Spatially Inhomogeneous Triplet Pairing Order and Josephson Diode Effect Induced by Frustrated Spin Textures

Abstract

We demonstrate that frustrated spin textures can generate anisotropic Josephson couplings between $d$-vectors that can stabilize spatially varying pairing orders in spin triplet superconductors. These couplings depend on the relative orientation of $d$-vectors, analogous to Dzyaloshinskii-Moriya and $Γ$-type interactions in magnetism, leading to an effective "pliability" of the pairing order that competes with superfluid stiffness. Such couplings cannot originate from spin-orbit coupling; rather, they can arise, for example, when itinerant electrons are coupled to a local exchange field composed of frustrated spin moments. Using a $T$-matrix expansion, we show that coupling to a local exchange field leads to an effective tunneling of itinerant electrons that is dependent on the underlying spin configurations at the barrier between superconducting grains. Furthermore, Josephson tunneling through frustrated spin textures can produce a Josephson diode effect. The diode effect originates either from nonvanishing spin chirality in the barrier, or from antisymmetric Josephson coupling between noncollinear $d$-vectors, both of which break inversion and time-reversal symmetries.

Figures (8)

• Figure 1: Discretized Josephson free energy describing the contribution from a spatially varying order. We consider a system consisting of multiple weakly-linked superconducting grains. For an $s$-wave superconductor, the pairing correlation defined locally for the $n\mathrm{th}$ superconducting grain is given by $\psi_n$. The discretized superfluid stiffness $J_{nm}$ describes the Josephson coupling between grains $n$ and $m$.

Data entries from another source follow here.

PR #11406, opened 2023-05-31
Fix new fairmq

ktf:


ktf:
Minimal set of changes, it will produce tons of deprecation warnings due to the change between fChannels and GetChannels(). Hopefully no platform will treat those as fatal.

@dennisklein @rbx Thank you for making sure the old API is maintained in the new release. As a cherry on the cake, it would be good if the introduction of new APIs and the deprecation of older ones happens in two subsequent releases, so that we do not get spammed by warnings.

dennisklein:
> As a cherry on the cake, it would be good if the introduction of new APIs and the deprecation of older ones happens in two subsequent releases, so that we do not get spammed by warnings.

So, I just do two releases on every release, the first without deprecation warnings and the second with? Just, that you don't have to fix your downstream workflow? I am really unhappy about this request :( Can you give an example of any other projects that pre-announces every single deprecation in an extra release?

davidrohr:
If it is only a deprecation warning, can't we bump fmq and disable the warnings.
Then we update O2 
Then we update the fmq recipe again and reenable the warning?

Although admittedly, deprecating something for which you just now provide the alternative is a bit fast :)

• Figure 2: Josephson couplings between superconducting grains $n$ and $m$ described by $d$-vectors $\hat{\mathbf{d}}_n$ and $\hat{\mathbf{d}}_m$. (a) Heisenberg-like coupling, corresponding to the discretized superfluid stiffness, which leads to collinear $d$-vector configurations. (b) DM-like Josephson coupling, which can lead to a noncollinear $d$-vector textures, leading to an effective pliability in the superconducting order.
• Figure 3: Local spin moments and effective tunneling for the three-sublattice systems for the (a) kagome and (b) triangular lattices. Nearest neighbor hopping between sites $i$ and $j$ on the boundaries of superconducting grains $n$ and $m$ consist of nearest neighbor hopping and effective tunneling from the underlying spin texture. In addition, there are higher order tunneling processes mediated by third spin $\mathbf{s}_k$.

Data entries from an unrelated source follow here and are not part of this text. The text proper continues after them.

PR #11408, opened 2023-05-31
Allow setting material correction type for track interpolation

martenole:
The TPC track interpolation was actually never using material correction. Thanks to @aschmah for spotting


martenole:
Failure unrelated, merging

• Figure 4: (a) Fermi surfaces for the $s$-$d$ model on the kagome lattice, shown in the first Brillouin zone. States are plotted according to the azimuthal angle of their in-plane spin, $\arctan(\langle s_y \rangle/ \langle s_x \rangle)$. Parameters are $\mu = -1.6 |t_0|$ and $J_{sd} = 0.2 |t_0|$. (b) Fermi surfaces $s$-$d$ model on the triangular lattice, shown in the first Brillouin zone. States are colored on a continuum according to $z$-component of spin, $\langle s_z \rangle$. Parameters are $\mu = -0.1 |t_0|$, $J_{sd} = 0.1 |t_0|$, and $\lambda_\mathrm{SO} = 0.3 |t_0|$. For both the kagome and triangular lattices, the local spins $\mathbf{s}_a$, $\mathbf{s}_b$, and $\mathbf{s}_c$ form a coplanar $120^\circ$ ordered antiferromagnetic configuration corresponding to $\theta_0 = 0$, $\varphi_0 = 0$, and $\nu = -1$ in Eq. \ref{['three_spins']}.

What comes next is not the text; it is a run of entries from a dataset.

PR #11409, opened 2023-05-31
Add Chi_c1(3872) in the PDG database

vkucera:


ddobrigk:
Many thanks, @vkucera ! I think this looks very reasonable. Are these three particles all that is currently being used as new or revised in terms of settings from the HF side? If so, then we can hopefully move on soon and then do the second step of removing the `TDatabasePDG` from `RecoDecay.h` (more info [here](https://alice.its.cern.ch/jira/browse/O2-3782))

vkucera:
@sawenzel @benedikt-voelkel Ready for merge.

benedikt-voelkel (approved):

PR #11410, opened 2023-05-31
discard covariances between V0 position and momentum DOFs

shahor02:


shahor02:
will be superseded by other PR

• Figure 5: BdG excitation spectra and spin triplet pairing correlations for systems on the (a) kagome lattice and (b) triangular lattice. The spectrum is colored on a continuum according to the magnitude of the total spin triplet pairing correlations, including inter- and intrasublattice pairing. Parameters for the system are the same as those in Fig. \ref{['fig:FS_spin_texture']}, and the magnitude of the pairing gap function is $\Delta_0 = 0.05 |t_0|$.